What is expected:
Each entry needs to appear again, retyped exactly as it is below.

Provided entries:
PR #1030, opened 2021-07-26
ROS wrapper fixes

sah-huawei:
A couple of necessary minor fixes revealed by integration testing.
One of them (the injection of `.sim`) should be temporary.

### DIFF
--- a/examples/ros/src/smarts_ros/scripts/ros_driver.py
+++ b/examples/ros/src/smarts_ros/scripts/ros_driver.py
@@ -474,8 +474,8 @@ class ROSDriver:
         agents = AgentsStamped()
         agents.header.stamp = rospy.Time.now()
         for agent_id, agent_obs in observations.items():
-            pose = Pose.from_center(veh_state.position, veh_state.heading)
             veh_state = agent_obs.ego_vehicle_state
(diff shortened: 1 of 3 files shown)


examples/ros/src/smarts_ros/scripts/ros_driver.py
```diff
@@ -502,7 +502,10 @@ def _do_agents(self, observations: Dict[str, Observation]) -> Dict[str, Any]:
             for agent_id, agent in self._agents_to_add.items():
                 spec, mission = agent[0], agent[1]
                 assert agent_id not in self._agents
-                self._agents[agent_id] = spec.build_agent()
+                agent = spec.build_agent()
+                # XXX: hack! in the future this injection must be removed or done another way...
+                agent.sim = self._smarts
```
Gamenot, line 507: Honestly, looking at it again I would still hope to not put this here.

Gamenot (approved):

examples/ros/src/smarts_ros/scripts/ros_driver.py
sah-huawei: I agree! 
Let's try to think of a better way in the near future.

PR #1031, opened 2021-07-27
Fix scenario exclusion prefixes in ULTRA

christianjans:
For missions and bubbles, the exclusion prefixes that determine which vehicles to not hijack was passed in as a list. This caused a problem when we attempt to hash either a mission or a bubble. For example, when the SMARTS gym environment attempts to hash the missions in its `scenario_log` property: https://github.com/huawei-noah/SMARTS/blob/e3681e7a04b7f4cc448525900fe65b5f76415bcb/smarts/env/hiway_env.py#L138-L160 However, if the missions contained an exclusion prefix that was of the list type, it would throw `TypeError: unhashable type: 'list'`.

To fix this, we can provide the `exclusion_prefixes` as a tuple (this is the type that it should be according to the type hinting).


JenishPatel99 (approved):
Nice catch 👍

Reply to the exercise:
PR #1030, opened 2021-07-26
ROS wrapper fixes

sah-huawei:
A couple of necessary minor fixes revealed by integration testing.
One of them (the injection of `.sim`) should be temporary.

### DIFF
--- a/examples/ros/src/smarts_ros/scripts/ros_driver.py
+++ b/examples/ros/src/smarts_ros/scripts/ros_driver.py
@@ -474,8 +474,8 @@ class ROSDriver:
         agents = AgentsStamped()
         agents.header.stamp = rospy.Time.now()
         for agent_id, agent_obs in observations.items():
-            pose = Pose.from_center(veh_state.position, veh_state.heading)
             veh_state = agent_obs.ego_vehicle_state
(diff shortened: 1 of 3 files shown)


examples/ros/src/smarts_ros/scripts/ros_driver.py
```diff
@@ -502,7 +502,10 @@ def _do_agents(self, observations: Dict[str, Observation]) -> Dict[str, Any]:
             for agent_id, agent in self._agents_to_add.items():
                 spec, mission = agent[0], agent[1]
                 assert agent_id not in self._agents
-                self._agents[agent_id] = spec.build_agent()
+                agent = spec.build_agent()
+                # XXX: hack! in the future this injection must be removed or done another way...
+                agent.sim = self._smarts
```
Gamenot, line 507: Honestly, looking at it again I would still hope to not put this here.

Gamenot (approved):

examples/ros/src/smarts_ros/scripts/ros_driver.py
sah-huawei: I agree! 
Let's try to think of a better way in the near future.

PR #1031, opened 2021-07-27
Fix scenario exclusion prefixes in ULTRA

christianjans:
For missions and bubbles, the exclusion prefixes that determine which vehicles to not hijack was passed in as a list. This caused a problem when we attempt to hash either a mission or a bubble. For example, when the SMARTS gym environment attempts to hash the missions in its `scenario_log` property: https://github.com/huawei-noah/SMARTS/blob/e3681e7a04b7f4cc448525900fe65b5f76415bcb/smarts/env/hiway_env.py#L138-L160 However, if the missions contained an exclusion prefix that was of the list type, it would throw `TypeError: unhashable type: 'list'`.

To fix this, we can provide the `exclusion_prefixes` as a tuple (this is the type that it should be according to the type hinting).


JenishPatel99 (approved):
Nice catch 👍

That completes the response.